* _About this exercise_:
Your output should be the lines of the data that follow, reproduced exactly from the first through the line bearing "- **A failed".

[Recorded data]
------
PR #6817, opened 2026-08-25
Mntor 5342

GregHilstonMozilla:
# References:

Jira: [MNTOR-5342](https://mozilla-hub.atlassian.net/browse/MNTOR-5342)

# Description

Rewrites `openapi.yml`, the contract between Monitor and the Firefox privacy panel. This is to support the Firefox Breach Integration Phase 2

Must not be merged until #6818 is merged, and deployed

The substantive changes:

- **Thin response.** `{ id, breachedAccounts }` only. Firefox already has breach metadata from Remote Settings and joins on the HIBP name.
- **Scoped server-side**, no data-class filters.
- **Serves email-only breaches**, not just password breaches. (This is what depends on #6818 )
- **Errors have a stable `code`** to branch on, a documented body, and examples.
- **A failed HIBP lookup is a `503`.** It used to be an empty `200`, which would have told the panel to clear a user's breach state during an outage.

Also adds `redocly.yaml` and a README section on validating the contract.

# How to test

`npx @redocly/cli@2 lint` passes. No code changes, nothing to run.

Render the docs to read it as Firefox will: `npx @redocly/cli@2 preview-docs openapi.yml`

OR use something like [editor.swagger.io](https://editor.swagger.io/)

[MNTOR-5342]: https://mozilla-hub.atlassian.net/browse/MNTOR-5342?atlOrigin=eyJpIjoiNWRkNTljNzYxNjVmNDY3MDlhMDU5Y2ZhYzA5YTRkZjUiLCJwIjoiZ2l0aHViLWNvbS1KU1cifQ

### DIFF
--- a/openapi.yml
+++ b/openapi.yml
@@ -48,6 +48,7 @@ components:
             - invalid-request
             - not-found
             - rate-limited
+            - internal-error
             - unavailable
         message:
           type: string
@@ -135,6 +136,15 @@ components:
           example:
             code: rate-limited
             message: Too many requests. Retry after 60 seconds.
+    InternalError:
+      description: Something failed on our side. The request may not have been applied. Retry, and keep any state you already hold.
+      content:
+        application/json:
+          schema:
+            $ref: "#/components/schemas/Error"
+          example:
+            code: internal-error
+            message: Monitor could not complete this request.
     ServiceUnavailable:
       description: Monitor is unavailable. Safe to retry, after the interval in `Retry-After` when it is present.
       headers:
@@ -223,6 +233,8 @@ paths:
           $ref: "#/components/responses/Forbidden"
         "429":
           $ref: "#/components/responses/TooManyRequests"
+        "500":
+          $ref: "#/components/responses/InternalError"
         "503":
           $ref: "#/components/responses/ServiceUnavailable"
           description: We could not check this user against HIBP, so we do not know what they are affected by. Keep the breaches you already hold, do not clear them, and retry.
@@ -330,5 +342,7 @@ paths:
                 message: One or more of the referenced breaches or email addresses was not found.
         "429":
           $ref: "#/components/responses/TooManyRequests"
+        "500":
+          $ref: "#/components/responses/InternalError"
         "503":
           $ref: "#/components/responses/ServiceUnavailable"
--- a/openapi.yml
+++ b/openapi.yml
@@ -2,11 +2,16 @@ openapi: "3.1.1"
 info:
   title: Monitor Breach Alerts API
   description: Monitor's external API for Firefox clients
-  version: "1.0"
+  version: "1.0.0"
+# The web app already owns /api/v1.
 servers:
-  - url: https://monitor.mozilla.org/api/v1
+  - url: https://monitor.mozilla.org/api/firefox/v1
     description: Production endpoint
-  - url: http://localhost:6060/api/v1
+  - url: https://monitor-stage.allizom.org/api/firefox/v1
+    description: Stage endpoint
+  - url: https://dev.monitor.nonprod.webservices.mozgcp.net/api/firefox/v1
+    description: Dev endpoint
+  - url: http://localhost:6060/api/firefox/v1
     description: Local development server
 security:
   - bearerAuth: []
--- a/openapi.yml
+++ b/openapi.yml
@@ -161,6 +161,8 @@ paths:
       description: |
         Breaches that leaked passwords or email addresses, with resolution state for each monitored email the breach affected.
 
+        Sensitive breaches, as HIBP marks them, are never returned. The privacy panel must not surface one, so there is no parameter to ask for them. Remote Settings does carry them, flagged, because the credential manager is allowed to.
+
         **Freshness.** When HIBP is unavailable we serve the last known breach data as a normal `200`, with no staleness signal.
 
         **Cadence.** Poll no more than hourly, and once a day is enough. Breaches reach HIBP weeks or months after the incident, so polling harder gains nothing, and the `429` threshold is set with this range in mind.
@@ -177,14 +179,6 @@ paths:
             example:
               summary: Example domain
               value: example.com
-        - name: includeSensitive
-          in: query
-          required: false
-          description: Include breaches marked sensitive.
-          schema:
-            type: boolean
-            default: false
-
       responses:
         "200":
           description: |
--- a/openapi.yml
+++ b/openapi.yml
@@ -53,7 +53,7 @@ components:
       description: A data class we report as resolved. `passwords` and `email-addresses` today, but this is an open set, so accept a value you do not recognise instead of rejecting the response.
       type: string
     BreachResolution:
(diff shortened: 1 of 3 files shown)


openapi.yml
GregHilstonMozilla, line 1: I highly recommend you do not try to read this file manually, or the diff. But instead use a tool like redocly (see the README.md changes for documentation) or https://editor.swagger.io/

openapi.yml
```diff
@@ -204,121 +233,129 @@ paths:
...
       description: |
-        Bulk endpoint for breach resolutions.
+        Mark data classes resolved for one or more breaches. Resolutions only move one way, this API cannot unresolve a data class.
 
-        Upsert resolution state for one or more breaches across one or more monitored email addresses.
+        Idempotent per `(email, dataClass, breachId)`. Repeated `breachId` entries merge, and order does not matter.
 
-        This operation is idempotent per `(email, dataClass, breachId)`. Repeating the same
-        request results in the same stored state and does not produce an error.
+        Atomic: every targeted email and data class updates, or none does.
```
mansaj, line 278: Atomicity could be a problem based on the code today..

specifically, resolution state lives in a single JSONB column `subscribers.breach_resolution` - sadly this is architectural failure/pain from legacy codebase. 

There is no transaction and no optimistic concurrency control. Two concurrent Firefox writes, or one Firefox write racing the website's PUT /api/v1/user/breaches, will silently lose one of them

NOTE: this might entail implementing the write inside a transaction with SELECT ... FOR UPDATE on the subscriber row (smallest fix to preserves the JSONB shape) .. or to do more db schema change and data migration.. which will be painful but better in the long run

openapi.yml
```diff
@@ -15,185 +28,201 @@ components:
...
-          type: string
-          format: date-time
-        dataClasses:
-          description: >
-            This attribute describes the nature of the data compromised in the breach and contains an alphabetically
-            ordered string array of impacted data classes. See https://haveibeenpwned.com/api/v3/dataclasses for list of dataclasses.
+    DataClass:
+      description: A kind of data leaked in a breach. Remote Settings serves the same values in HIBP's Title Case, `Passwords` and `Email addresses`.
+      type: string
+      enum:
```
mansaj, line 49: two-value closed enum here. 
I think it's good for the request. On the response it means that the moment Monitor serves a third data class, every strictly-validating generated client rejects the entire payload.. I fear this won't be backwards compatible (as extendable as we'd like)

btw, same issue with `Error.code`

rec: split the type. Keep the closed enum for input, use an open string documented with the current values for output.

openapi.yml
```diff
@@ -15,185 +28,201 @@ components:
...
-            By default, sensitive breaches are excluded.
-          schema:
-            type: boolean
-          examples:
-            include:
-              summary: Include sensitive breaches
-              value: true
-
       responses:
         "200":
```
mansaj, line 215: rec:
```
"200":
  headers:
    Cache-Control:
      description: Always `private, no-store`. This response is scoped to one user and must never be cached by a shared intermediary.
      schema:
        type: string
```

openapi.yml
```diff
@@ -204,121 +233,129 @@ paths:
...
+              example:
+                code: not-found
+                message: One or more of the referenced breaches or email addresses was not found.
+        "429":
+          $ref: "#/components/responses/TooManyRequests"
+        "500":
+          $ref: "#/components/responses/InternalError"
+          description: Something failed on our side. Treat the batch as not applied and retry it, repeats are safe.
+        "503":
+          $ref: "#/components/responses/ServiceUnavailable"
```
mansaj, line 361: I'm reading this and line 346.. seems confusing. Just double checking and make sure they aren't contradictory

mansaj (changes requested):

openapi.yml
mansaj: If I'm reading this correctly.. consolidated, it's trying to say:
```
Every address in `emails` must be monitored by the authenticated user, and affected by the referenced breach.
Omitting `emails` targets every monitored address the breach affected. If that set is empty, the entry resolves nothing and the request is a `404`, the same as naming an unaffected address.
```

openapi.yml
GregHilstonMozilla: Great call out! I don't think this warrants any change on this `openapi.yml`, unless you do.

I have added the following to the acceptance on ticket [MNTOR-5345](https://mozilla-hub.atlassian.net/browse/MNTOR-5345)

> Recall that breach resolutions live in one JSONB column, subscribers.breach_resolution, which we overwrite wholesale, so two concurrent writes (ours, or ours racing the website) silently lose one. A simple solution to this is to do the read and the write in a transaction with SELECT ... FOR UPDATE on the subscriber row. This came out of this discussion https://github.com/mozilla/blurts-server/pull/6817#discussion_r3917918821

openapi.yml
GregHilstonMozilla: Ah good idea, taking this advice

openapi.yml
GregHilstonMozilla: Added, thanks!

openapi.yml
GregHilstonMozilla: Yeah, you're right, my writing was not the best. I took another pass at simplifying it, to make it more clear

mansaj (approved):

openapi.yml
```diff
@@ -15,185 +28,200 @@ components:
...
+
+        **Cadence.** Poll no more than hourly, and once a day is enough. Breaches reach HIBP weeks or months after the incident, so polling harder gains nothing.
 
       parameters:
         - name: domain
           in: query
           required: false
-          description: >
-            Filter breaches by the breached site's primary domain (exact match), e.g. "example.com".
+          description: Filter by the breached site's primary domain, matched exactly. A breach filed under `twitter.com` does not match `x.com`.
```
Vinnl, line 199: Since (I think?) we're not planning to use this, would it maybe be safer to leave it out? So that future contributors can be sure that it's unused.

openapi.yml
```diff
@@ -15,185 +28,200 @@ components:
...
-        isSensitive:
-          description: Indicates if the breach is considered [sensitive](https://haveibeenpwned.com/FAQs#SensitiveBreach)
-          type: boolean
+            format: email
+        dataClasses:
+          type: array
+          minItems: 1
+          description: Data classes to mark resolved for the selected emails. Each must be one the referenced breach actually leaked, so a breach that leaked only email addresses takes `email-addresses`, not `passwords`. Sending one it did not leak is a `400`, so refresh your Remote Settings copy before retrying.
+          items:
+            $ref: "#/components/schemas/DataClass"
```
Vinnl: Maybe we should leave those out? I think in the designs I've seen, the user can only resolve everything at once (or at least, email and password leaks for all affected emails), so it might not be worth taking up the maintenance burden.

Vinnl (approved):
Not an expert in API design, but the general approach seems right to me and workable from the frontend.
------
* _Exercise response_:
PR #6817, opened 2026-08-25
Mntor 5342

GregHilstonMozilla:
# References:

Jira: [MNTOR-5342](https://mozilla-hub.atlassian.net/browse/MNTOR-5342)

# Description

Rewrites `openapi.yml`, the contract between Monitor and the Firefox privacy panel. This is to support the Firefox Breach Integration Phase 2

Must not be merged until #6818 is merged, and deployed

The substantive changes:

- **Thin response.** `{ id, breachedAccounts }` only. Firefox already has breach metadata from Remote Settings and joins on the HIBP name.
- **Scoped server-side**, no data-class filters.
- **Serves email-only breaches**, not just password breaches. (This is what depends on #6818 )
- **Errors have a stable `code`** to branch on, a documented body, and examples.
- **A failed HIBP lookup is a `503`.** It used to be an empty `200`, which would have told the panel to clear a user's breach state during an outage.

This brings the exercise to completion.